Touchpad is shit under Windows (freezes, not sure what the issue is) but is much better and more sensitive under Linux - gestures all work as well. fprintd is not that great and is much more strict than in Windows. Benchmarks show that SB mobile > IB mobile likely due to throttling. Processor runs a little hot when I got it, but I reapplied paste and it's much better. 1366x768 is pretty abysmal and the screen has thicc bevels but Matte IPS is crisp as hell.

Really good Linux battery life. Most X220s come with degraded 6-cells so expect to pay for a 9-cell but mine came with a pristine 9-cell so I got lucky. Use laptop-mode+pm-utils+powertop and a few udev rules to maximize unplugged life, almost all features work; also an SSD helps greatly. Together you can get ~12hrs of life on browsing/word processing. Decode is very expensive though, HD 3000 sucks. Good build quality, but it isn't that light compared to other laptops of its class.

HP EliteBook 9470m

>some just have a piece of cardboard in there
What?

>gestures all work as well
What gestures?

I'm gonna butt in on your thread as well.
Moving to England soon.

> Looking for a cheap and robust laptop.
> Size doesn't really matter, but I guess larger is better.
> Preferably with a 1000-series GPU.

Any tips?

Can confirm for , that it is worthwhile to do this. No regrets.

Keyboard swap and then a mod to the EC for some keys, and it's great.

Well, the track pads are the same. But you can get the palmrest. Hardly a difference though, you can just bend some tabs on the x220 keyboard to get it to fit.

>>long battery life
>install Linux
lol

Yeah, some laptops don't come configured with the camera and instead come with a placeholder in where the camera is. I don't remember if the think light is attached to the camera or if it's separate.

Flicking, circular scrolling, tap and drag by default. Obvious necessary features like side scrolling, edge detection, palm detection, two finger scrolling, tap (with pressure sensitivity) and bottom scrolling all work. Touchegg enables 3/4 finger taps. Pinch is the one I can't get working though.

It's better to get x220 the upgrade to 3rd gen CPU.

i got a 2012 zenbook ux31 off ebay for $175 with

>1080p touchscreen
>128g SSD
>8g RAM
>i5 4200u

the battery was swollen and it went bad soon after though, haven't even replaced it since i don't use it on the go

>Flicking, circular scrolling, tap and drag by default.
How do you configure those?
I'm using xfce and only two finger scrolling works for me.
>tap (with pressure sensitivity)
WHAT?
This X220 we're talking about right?

>This X220 we're talking about right?
Sorry, what I mean is that you can adjust THRESHOLD pressure, NOT that it can respond to gestures with pressure. You can use xset-props to change this.
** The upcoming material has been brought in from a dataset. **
PR #14166, opened 2023-06-30
EFBenchTest Cleanup

MarcusDenker:
EFBenchTest has unused methods, all tests are skipped. It looks like a test class that was abused for benchmarks, but it is not clear how to use it.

I'm not aware of whether or not touchegg can configure this, but no, it's not like Force Touch from Apple.

>How do you configure those?
>I'm using xfce and only two finger scrolling works for me.

Use synclient. It comes with the synaptics driver. All the options can be found via "synclient -l" and you can set it for one X session by doing something like "synclient CircularScrolling=1". Just append that to the end of a config file in /etc/X11/xorg.conf.d and you're good.
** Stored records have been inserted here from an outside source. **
PR #14167, opened 2023-06-30
Fix haltOn tests after debug them

### LINKED ISSUE #505: Random failure: testHaltOnCount
This week we got two times a random failure of this test in Pharo CI:
testHaltOnCount – MacOSX64.Debugging.Utils.Tests.HaltTest

Here is the stack trace:

```
Error
Assertion failed
Stacktrace
TestFailure
Assertion failed
HaltTest(TestAsserter)>>assert:description:resumable:
HaltTest(TestAsserter)>>assert:description:
HaltTest(Object)>>assert:
HaltTest(TestAsserter)>>should:raise:
HaltTest>>shouldHaltWhen:
HaltTest>>shouldHaltAfter:times:
HaltTest>>testHaltOnCount
HaltTest(TestCase)>>performTest
```

PalumboN:
Fix https://github.com/pharo-spec/NewTools/issues/505

The context is this:
1. When a test is debugged, a breakpoint is installed as a _metalink_ before the test execution (so the execution stops at the beginning of the test).
1. During the execution, these tests call `haltOnCount` and related special halts. These halts put a counter **in the AST** model.
1. As the AST is preserved between executions, these tests produce side effects. So, inside the test, the method test itself is recompiled. 
1. When the test finishes, the _metalink_ with the breakpoint is uninstalled from the method AST.

The problem was with installing/uninstalling the breakpoints. At uninstalling it was keeping the old AST in the new CompiledMethod, so the counter was not reset.

That is why only the next execution after debug is failing, it maintains the counter state from the previous execution.

##### Fixed in the Pharo Sprint on 30/06 with @uNouss 🚀

### DIFF
--- a/src/Calypso-SystemPlugins-SUnit-Browser/ClyDebugTestCommand.class.st
+++ b/src/Calypso-SystemPlugins-SUnit-Browser/ClyDebugTestCommand.class.st
@@ -33,10 +33,12 @@ ClyDebugTestCommand >> defaultMenuItemName [
 { #category : #execution }
 ClyDebugTestCommand >> runTest: testSelector of: testClass [
 
-	| breakpoint |
+	| breakpoint node |
+	node := (testClass lookupSelector: testSelector) ast.
 	breakpoint := Breakpoint new
-		              node: (testClass lookupSelector: testSelector) ast;
+		              node: node;
 		              install.
+
 	[ super runTest: testSelector of: testClass ] ensure: [
 		[ breakpoint remove ]
 			on: NotFound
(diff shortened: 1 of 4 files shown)


PalumboN:
Talking with @MarcusDenker: This solution is not good because if we have many _metalinks_ on the same AST this solution will break the relation 👎 

One proposed solution is to clear the halt counter from the nodes at the moment of removing the breakpoint (or before, inside the test, instead of recompiling the method).

PalumboN:
So, I changed the solution to only fixing the failing tests: I moved the code that needs to be recompiled to another method to avoid collisions with metalinks on executed (test) method.

## We can open another issue for
Talking with people, I think the counters for halts should not be attached to the AST (that persists over many executions) but to the current execution.
I propose to change the meaning of "halt when this code was executed N times" to "halt when the current execution passed thru here N times".
With this change, you can put the `haltOn: N` and re-run many times the same test without recompiling the halt. Now if the method with the halt is not recompiled, then you have a _dead halt_ in your image.
Also, recompilation won't be necessary for these tests anymore.

jecisc (approved):

jecisc:
Thank you!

Just buy an used Dell XPS 13 on ebay.

>256GB mSATA SSD
How much did it cost you?
And is it better to get smaller SSD?
Like 32GB/64GB?

>$175

Impressive, user

It was the MyDigitalSSD BP4e (it's discontinued now), around $75 at the time and it's still running after about 2yrs. Sadly, it's bottlenecked by the SATA2 interface on mSATA, but I wanted to keep the mechanical drive; perhaps I will replace it later on with a SATA3 SSD.

>And is it better to get smaller SSD?
For block caching or for storage? On Linux I couldn't imagine needing more than 20GB of space for programs/kernel, I don't even use 4GB between /boot and /usr though I do use meme-tier "lightweight" ricing via i3. I don't know how to utilize it using bcache for mechanical drives though.

rath.org/ssd-caching-under-linux.html
May be a good place to start if you're interested in Linux bcache.